Радостное, неожиданное сумасшествие, к которому Пьер считал себя неспособным, овладело им. Весь смысл жизни, не для него одного, но для всего мира, казался ему заключающимся только в его любви и в возможности ее любви к нему. Иногда все люди казались ему занятыми только одним – его будущим счастьем. Ему казалось иногда, что все они радуются так же, как и он сам, и только стараются скрыть эту радость, притворяясь занятыми другими интересами. В каждом слове и движении он видел намеки на свое счастие. Он часто удивлял людей, встречавшихся с ним, своими значительными, выражавшими тайное согласие, счастливыми взглядами и улыбками. Но когда он понимал, что люди могли не знать про его счастье, он от всей души жалел их и испытывал желание как нибудь объяснить им, что все то, чем они заняты, есть совершенный вздор и пустяки, не стоящие внимания.
Когда ему предлагали служить или когда обсуждали какие нибудь общие, государственные дела и войну, предполагая, что от такого или такого исхода такого то события зависит счастие всех людей, он слушал с кроткой соболезнующею улыбкой и удивлял говоривших с ним людей своими странными замечаниями. Но как те люди, которые казались Пьеру понимающими настоящий смысл жизни, то есть его чувство, так и те несчастные, которые, очевидно, не понимали этого, – все люди в этот период времени представлялись ему в таком ярком свете сиявшего в нем чувства, что без малейшего усилия, он сразу, встречаясь с каким бы то ни было человеком, видел в нем все, что было хорошего и достойного любви.
Рассматривая дела и бумаги своей покойной жены, он к ее памяти не испытывал никакого чувства, кроме жалости в том, что она не знала того счастья, которое он знал теперь.
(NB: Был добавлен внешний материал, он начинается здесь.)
PR #2046, opened 2025-03-14
PayTo - Recover state when view gets recreated

araratthehero:
## Description
- Do not include country code in phone number validation, since it is hardcoded and not necessary for the validation and in the view it acts as a prefix
- Recover state from outputData when view gets recreated

## Checklist 
- [x] Code is unit tested

COAND-1058


payto/src/main/java/com/adyen/checkout/payto/internal/ui/view/PayToView.kt
```diff
@@ -71,6 +72,20 @@ internal class PayToView @JvmOverloads constructor(
         initBsbAccountNumberInput()
         initFirstNameInput()
         initLastNameInput()
+
+        updateInputFields(delegate.outputData)
```
OscarSpruit, line 76: Shouldn't this be called before all the inputs are initialized? So it doesn't trigger listeners and creates this sort of loop

OscarSpruit (approved):

PR #2062, opened 2025-04-01
Card scanning analytics

OscarSpruit:
## Description
Add analytics for card scanning. See the ticket for more details. The API did not add the events yet, so it returns an error currently.

## Checklist 
- [x] Code is unit tested

COAND-1082

### DIFF
--- a/card-scanning/src/main/java/com/adyen/checkout/card/scanning/AdyenCardScanner.kt
+++ b/card-scanning/src/main/java/com/adyen/checkout/card/scanning/AdyenCardScanner.kt
@@ -17,7 +17,6 @@ import androidx.core.app.ActivityCompat
 import androidx.fragment.app.Fragment
 import com.adyen.checkout.core.AdyenLogLevel
 import com.adyen.checkout.core.Environment
-import com.adyen.checkout.core.exception.CheckoutException
 import com.adyen.checkout.core.internal.util.adyenLog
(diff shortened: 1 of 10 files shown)


card-scanning/src/main/java/com/adyen/checkout/card/scanning/AdyenCardScanner.kt
```diff
@@ -104,14 +103,16 @@ class AdyenCardScanner {
...
         val paymentCardRecognitionPendingIntent =
             paymentCardRecognitionPendingIntent ?: error("The scanner must be initialized before it can be started")
 
-        try {
+        return try {
             startIntentSender(paymentCardRecognitionPendingIntent)
+            true
         } catch (e: IntentSender.SendIntentException) {
-            throw CheckoutException("Failed to start payment card recognition", e)
+            adyenLog(AdyenLogLevel.ERROR, e) { "Failed to start payment card recognition" }
```
araratthehero, line 114: Do we not want to throw CheckoutException anymore?

OscarSpruit: Before the exception wasn't handled, so it would crash. If we propagate the exception to the merchant, then in drop-in we would show a dialog and after terminate the drop-in. That's a bit extreme for this case. So I figured ignoring the exception is best for now and we can improve in v6

PR #2072, opened 2025-04-11
Setup UI theme

OscarSpruit:
## Description
Create base structure for the UI theme. This allows for customization and forms the base for our design system.

COAND-1084

### DIFF
--- a/ui/src/main/java/com/adyen/checkout/ui/theme/AdyenButtonStyles.kt
+++ b/ui/src/main/java/com/adyen/checkout/ui/theme/AdyenButtonStyles.kt
@@ -1,0 +1,24 @@
+/*
+ * Copyright (c) 2025 Adyen N.V.
+ *
+ * This file is open source and available under the MIT license. See the LICENSE file for more info.
+ *
+ * Created by oscars on 10/4/2025.
+ */
+
+package com.adyen.checkout.ui.theme
+
+data class AdyenButtonStyles(
+    val cornerRadius: Int? = null,
+    val primary: AdyenButtonStyle? = null,
+    val secondary: AdyenButtonStyle? = null,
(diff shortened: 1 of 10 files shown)


ui/src/main/java/com/adyen/checkout/ui/internal/ColorTokens.kt
```diff
@@ -0,0 +1,41 @@
...
+ * This file is open source and available under the MIT license. See the LICENSE file for more info.
+ *
+ * Created by oscars on 11/4/2025.
+ */
+
+package com.adyen.checkout.ui.internal
+
+import com.adyen.checkout.ui.theme.AdyenColor
+
+internal object ColorTokensLight {
```
araratthehero, line 13: What do you think of calling these `DefaultColorsLight` or something similar?

ui/src/main/java/com/adyen/checkout/ui/theme/AdyenButtonStyles.kt
```diff
@@ -0,0 +1,24 @@
...
+ *
+ * This file is open source and available under the MIT license. See the LICENSE file for more info.
+ *
+ * Created by oscars on 10/4/2025.
+ */
+
+package com.adyen.checkout.ui.theme
+
+data class AdyenButtonStyles(
+    val cornerRadius: Int? = null,
```
ozgur00, line 12: Do you think we can use `Dp` here?

OscarSpruit: `Dp` is a compose class and the aim is to keep our system agnostic. I was thinking to make clear with kdocs and/or annotations that this value is in dp

ozgur00 (approved):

Князь Василий, особенно гордый теперь получением нового места и звезды, представлялся ему трогательным, добрым и жалким стариком.
Пьер часто потом вспоминал это время счастливого безумия. Все суждения, которые он составил себе о людях и обстоятельствах за этот период времени, остались для него навсегда верными. Он не только не отрекался впоследствии от этих взглядов на людей и вещи, но, напротив, в внутренних сомнениях и противуречиях прибегал к тому взгляду, который он имел в это время безумия, и взгляд этот всегда оказывался верен.
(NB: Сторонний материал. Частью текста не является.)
PR #2073, opened 2025-04-14
Setup compose for ui module

OscarSpruit:
## Description
- Update versions of compose and kotlin dependencies
- Update .api files as a result
- Fix one unit test as a result
- Apply new way of configuring the compose compiler
- Make all theming classes immutable

COAND-1084


araratthehero (commented):
Looks good to me. 

Only I see that the `release_notes_dependency_list.toml` file needs to be updated.

araratthehero (approved):

PR #2078, opened 2025-04-16
v6 - Add initial state management

araratthehero:
## Description
Add core implementation of the state management

COAND-1073

### DIFF
--- a/core/src/main/java/com/adyen/checkout/core/internal/ui/state/model/Validation.kt
+++ b/core/src/main/java/com/adyen/checkout/core/internal/ui/state/model/Validation.kt
@@ -1,0 +1,28 @@
+/*
+ * Copyright (c) 2025 Adyen N.V.
+ *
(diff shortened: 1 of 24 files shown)


core/src/main/java/com/adyen/checkout/core/internal/ui/state/model/Validation.kt
```diff
@@ -0,0 +1,26 @@
...
+import androidx.annotation.RestrictTo
+import androidx.annotation.StringRes
+
+@RestrictTo(RestrictTo.Scope.LIBRARY_GROUP)
+sealed class Validation {
+
+    /**
+     * Field is valid and can be accepted.
+     */
+    object Valid : Validation()
```
OscarSpruit, line 20: Unfortunately nested sealed classes need to be annotated with `RestrictTo` too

«Может быть, – думал он, – я и казался тогда странен и смешон; но я тогда не был так безумен, как казалось. Напротив, я был тогда умнее и проницательнее, чем когда либо, и понимал все, что стоит понимать в жизни, потому что… я был счастлив».
Безумие Пьера состояло в том, что он не дожидался, как прежде, личных причин, которые он называл достоинствами людей, для того чтобы любить их, а любовь переполняла его сердце, и он, беспричинно любя людей, находил несомненные причины, за которые стоило любить их.
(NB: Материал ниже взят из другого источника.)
PR #2080, opened 2025-04-16
v6 - Add state management for MBWayDelegate

araratthehero:
## Description
Add state management for MBWayDelegate

COAND-1073

### DIFF
--- a/core/src/main/java/com/adyen/checkout/core/mbway/internal/ui/model/MBWayTransformerRegistry.kt
+++ b/core/src/main/java/com/adyen/checkout/core/mbway/internal/ui/model/MBWayTransformerRegistry.kt
@@ -1,0 +1,34 @@
+/*
+ * Copyright (c) 2025 Adyen N.V.
+ *
+ * This file is open source and available under the MIT license. See the LICENSE file for more info.
+ *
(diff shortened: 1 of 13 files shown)


core/src/main/java/com/adyen/checkout/core/mbway/internal/ui/model/MBWayTransformerRegistry.kt
```diff
@@ -0,0 +1,34 @@
...
+internal class MBWayTransformerRegistry : FieldTransformerRegistry<MBWayFieldId> {
+    private val transformers = MBWayFieldId.entries.associateWith { fieldId ->
+        when (fieldId) {
+            MBWayFieldId.COUNTRY_CODE -> DefaultTransformer()
+            MBWayFieldId.PHONE_NUMBER -> LocalPhoneNumberTransformer()
+        }
+    }
+
+    @Suppress("UNCHECKED_CAST")
+    override fun <T> transform(key: MBWayFieldId, value: T): T {
```
ozgur00, line 25: In the interface the field is called `fieldId`, so it's better to use it here as well.

ozgur00 (approved):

С первого того вечера, когда Наташа, после отъезда Пьера, с радостно насмешливой улыбкой сказала княжне Марье, что он точно, ну точно из бани, и сюртучок, и стриженый, с этой минуты что то скрытое и самой ей неизвестное, но непреодолимое проснулось в душе Наташи.
Все: лицо, походка, взгляд, голос – все вдруг изменилось в ней. Неожиданные для нее самой – сила жизни, надежды на счастье всплыли наружу и требовали удовлетворения. С первого вечера Наташа как будто забыла все то, что с ней было. Она с тех пор ни разу не пожаловалась на свое положение, ни одного слова не сказала о прошедшем и не боялась уже делать веселые планы на будущее. Она мало говорила о Пьере, но когда княжна Марья упоминала о нем, давно потухший блеск зажигался в ее глазах и губы морщились странной улыбкой.